Сидевшие за столом смутились. Кое-кто осерчал. Папа всем своим видом показывал, что я прав, но держал язык за зубами, поскольку это не его родня. Мама занервничала – не знала, что выкинет ее отец. И только один человек за столом высказался вслух. Моя двоюродная тетушка – та, которая запирается в туалете.
– Аминь.
И почему-то это разрядило обстановку.
На прощанье я подошел к деду, обнял его и поцеловал в щеку. Он вытер это место ладонью и покосился на меня. Ему не нравится, когда мальчики, пусть даже родственники, к нему прикасаются. Но я не жалею, что это сделал, – вдруг он скоро умрет. А для тети Хелен я этого не сделал ни разу.
Счастливо.
Чарли
7 декабря 1991 г.
Дорогой друг!
Ты когда-нибудь слышал про такую фишку, называется «Тайный Санта»? Это когда друзья договариваются и каждый вытаскивает из шляпы бумажку с именем, а после осыпает этого человека подарками. Подарки «тайно» кладутся в шкафчик, когда человек не видит. А под конец устраивается вечеринка, где секреты раскрываются и люди обмениваются последними подарками.
Сэм подбила на это своих друзей три года назад. Теперь у них, можно сказать, такая традиция. А заключительная вечеринка должна получиться самой лучшей за весь год. Ее устраивают в последний день перед каникулами, после уроков.

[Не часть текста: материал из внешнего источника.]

PR #2042, opened 2018-08-01
[Survival] Adding average targets hit and Birds of prey talent implementation + GCD

Pewtro:
Updates the changelog and updates Coordinated assault to include birds of prey information. 
Updates GCD for Harpoon.
Updates GCD for Arcane Torrent.
Adds average targets hit for Chakrams, Wildfire bomb and Butchery/Carve. 

Relies on #2019 as it further touches modules in there.


src/Parser/Hunter/Survival/Modules/Spells/WildfireBomb.js
```diff
@@ -0,0 +1,133 @@
...
+    this.active = !this.selectedCombatant.hasTalent(SPELLS.WILDFIRE_INFUSION_TALENT.id); //WFI changes WFB so much that a separate module will be added into talents folder to handle everything from that.
+  }
+
+  on_byPlayer_cast(event) {
+    const spellId = event.ability.guid;
+    if (spellId !== SPELLS.WILDFIRE_BOMB.id) {
+      return;
+    }
+    this.casts++;
+    this.currentGCD = (Math.max(1.5 / (1 + this.statTracker.currentHastePercentage), 0.75) * 1000);
```
Gebuz: You could let the GCD module do the calculation for you instead: https://github.com/WoWAnalyzer/WoWAnalyzer/blob/8dde2d7c1d20502216aa303729da48f1d78dc588/src/Parser/Core/Modules/GlobalCooldown.js#L108

src/Parser/Hunter/Survival/Modules/Spells/WildfireBomb.js
```diff
@@ -0,0 +1,133 @@
...
+    if (this.spellUsable.cooldownRemaining(SPELLS.WILDFIRE_BOMB.id) < GCD_BUFFER + this.currentGCD || !this.spellUsable.isOnCooldown(SPELLS.WILDFIRE_BOMB.id)) {
```
Gebuz: The order of these two conditions should be reversed, otherwise it might throw an error from calling `.cooldownRemaining` on a spell that is not on cooldown.

src/Parser/Hunter/Survival/Modules/Spells/WildfireBomb.js
```diff
@@ -0,0 +1,133 @@
...
+    super(...args);
+    this.active = !this.selectedCombatant.hasTalent(SPELLS.WILDFIRE_INFUSION_TALENT.id); //WFI changes WFB so much that a separate module will be added into talents folder to handle everything from that.
+  }
+
+  on_byPlayer_cast(event) {
+    const spellId = event.ability.guid;
+    if (spellId !== SPELLS.WILDFIRE_BOMB.id) {
+      return;
+    }
+    this.casts++;
```
Gebuz: it's prefered to use `+=1` instead of `++`

src/Parser/Hunter/Survival/Modules/Spells/WildfireBomb.js
```diff
@@ -0,0 +1,133 @@
...
+    if (this.casts === 0) {
+      this.casts++;
+      this.spellUsable.beginCooldown(SPELLS.WILDFIRE_BOMB.id, this.owner.fight.start_time);
+    }
+    this.targetsHit++;
+    const enemy = this.enemies.getEntity(event);
+    if (this.acceptedCastDueToCapping || !enemy) {
+      return;
+    }
+    if (enemy.hasBuff(SPELLS.WILDFIRE_BOMB_DOT.id) && event.timestamp > this.lastRefresh + MS_BUFFER) {
```
Gebuz: The second part of the condition will basically always return true (unless the bomb can hit the same target multiple times from one cast?). Should it also be considered a bad refresh if you're AOEing and reduce the cooldown below the dot duration?

Pewtro: I only wanted to count it once during AoE, so first one will be true, the subsequent will be false until a new cast comes along. 

No AoE'ing and getting it below DoT duration should be fine (it can happen with Butchery), but should be more edge cases - and if you do so I can imagine Serpent Sting modules will start getting cranky because it'll come at the cost of that uptime.

Pewtro:
As to a single module (in core or shared) would probably be a good idea for a future PR 😅

PR #2045, opened 2018-08-01
Vdh suggestions

yajinni:
Added suggestions for spirit bomb souls consumed and soul cleave.


src/Parser/DemonHunter/Vengeance/Modules/Spells/DemonSpikes.js
```diff
@@ -43,7 +43,7 @@ class DemonSpikes extends Analyzer {
 
   suggestions(when) {
     const hitsWithDSOffCDPercent = this.hitsWithDSOffCD / (this.hitsWithDS+ this.hitsWithoutDS);
-    when(hitsWithDSOffCDPercent).isGreaterThan(0.1)
+    when(hitsWithDSOffCDPercent).isGreaterThan(0.15)
```
ronaldpereira: The recommended is going from 90% uptime to 85%. There's a practical or mathematical explanation to it?

yajinni: We get 2 charges and its a 20 sec cd, relaxing it because its our main active mitigation move. So giving people more leeway in when to time it in case they want to old it for a big spike of damage. Its not like iron fur or boneshield were it can be kept basically one 100% uptime. We need to make some decisions.

ronaldpereira: Understood it and I agree with that 'relaxing' :)

PR #2048, opened 2018-08-02
Realm character page link fix

### LINKED ISSUE #1966: Fix WCL/Armory/Wipefest link on character page: the realm should use the slug
See https://wowanalyzer.com/character/EU/Al'Akir/Zerotorescue/

CubeLuke:
Updated the character page to use the realm slug over the passed in realm via props. This will resolve #1966 

Before, the Warcraft Log, Armory, and Wipefest urls would look like this:
https://www.warcraftlogs.com/character/EU/Al'Akir/Zerotorescue
https://worldofwarcraft.com/en-EU/character/Al'Akir/Zerotorescue
https://www.wipefest.net/character/Zerotorescue/Al'Akir/EU

They will now appear as the following:
https://www.warcraftlogs.com/character/EU/alakir/Zerotorescue
https://worldofwarcraft.com/en-EU/character/alakir/Zerotorescue
https://www.wipefest.net/character/Zerotorescue/alakir/EU


src/Interface/Character/Parses.js
```diff
@@ -249,10 +250,12 @@ class Parses extends React.Component {
     if (!realm) {
       console.warn('Realm could not be found: ' + this.props.realm + '. This generally indicates a bug.');
     }
-    const realmSlug = realm ? realm.slug : this.props.realm;
+    this.setState({
```
MartijnHols: I don't think you should use state for this; the realmSlug/realm is based directly on the value of a property and as such it shouldn't be a part of the state. How about refactoring this method a bit so it's not necessary? For example you could move the code to determine the realm (including the warning) to its own method and then call that here and in the render to get the realm. If you add a second method on top of that to get the slug with the property based fallback, you could also eliminate the code duplication of `realm ? realm.slug : this.props.realm`.

src/Interface/Character/Parses.js
```diff
@@ -249,10 +250,12 @@ class Parses extends React.Component {
...
+      realmSlug: realm ? realm.slug : this.props.realm,
+    });
 
     const urlEncodedName = encodeURIComponent(this.props.name);
-    const urlEncodedRealm = encodeURIComponent(realmSlug);
+    const urlEncodedRealm = encodeURIComponent(this.state.realmSlug);
```
MartijnHols: `setState` is asynchronous, so this won't work reliably.

src/Interface/Character/Parses.js
CubeLuke: This makes sense, I had to leverage off the `componentDidMount` in order to interact with the render so that I didn't have to throw anything into state. Let me know how you feel about an `async` on `componentDidMount`, I imagine it's not the most common thing to do.

src/Interface/Character/Parses.js
```diff
@@ -73,8 +73,9 @@ class Parses extends React.Component {
     this.updateZoneMetricBoss = this.updateZoneMetricBoss.bind(this);
   }
 
-  componentDidMount() {
+  async componentDidMount() {
     this.fetchBattleNetInfo();
+    this.realmSlug = await this.getRealmSlug();
```
MartijnHols: This is basically the same as state, but looking at it again I don't think you can solve it without adding any kind of state. How about setting the realm to the value of `findRealm` in the `setState` on line 320? Then everything updates in the state at once.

Кто меня вытащил – понятия не имею. Я вытащил Патрика.
И очень этому рад, хотя предпочел бы Сэм. Мы с Патриком целый месяц видимся только на уроках труда, поскольку он почти все свободное время проводит с Брэдом, так что я, придумывая подарки, могу лишний раз о нем вспомнить.
Первым подарком станет тематический сборник на кассете. Я твердо знаю, что так будет правильно. И песни, и тему я уже выбрал. Называться он будет «Однажды зимой». Но обложку я решил не оформлять. На первой стороне будут в основном Village People и Blondie – Патрик любит такую музыку. Туда же войдет «Smells Like Teen Spirit», от этой песни балдеют и Патрик, и Сэм, Nirvana у них вообще в топе. А вторая сторона будет исключительно в моем вкусе. Зимние такие песни.
Что туда войдет:
«Asleep» – Smiths
«Vapour Trail» – Ride
«Scarborough Fair» – Саймона и Гарфанкела
«A Whiter Shade of Pale» – Procol Harum
«Time of No Reply» – Ника Дрейка
«Dear Prudence» – Битлов
«Gypsy» – Сюзанны Веги
«Nights in White Satin» – Moody Blues
«Daydream» – Smashing Pumpkins
«Dusk» – Genesis (еще до прихода Фила Коллинза!)
«M.L.K.» – U2
«Blackbird» – это опять Битлы
«Landslide» – Fleetwood Mac
И наконец…
«Asleep» – Smiths (повторно!)
Всю ночь корпел над этими записями; надеюсь, Патрику понравится так же, как и мне. Особенно вторая сторона. Надеюсь, эту вторую сторону он будет слушать в машине и, когда загрустит, почувствует, что он не один. Надеюсь, ему пригодится.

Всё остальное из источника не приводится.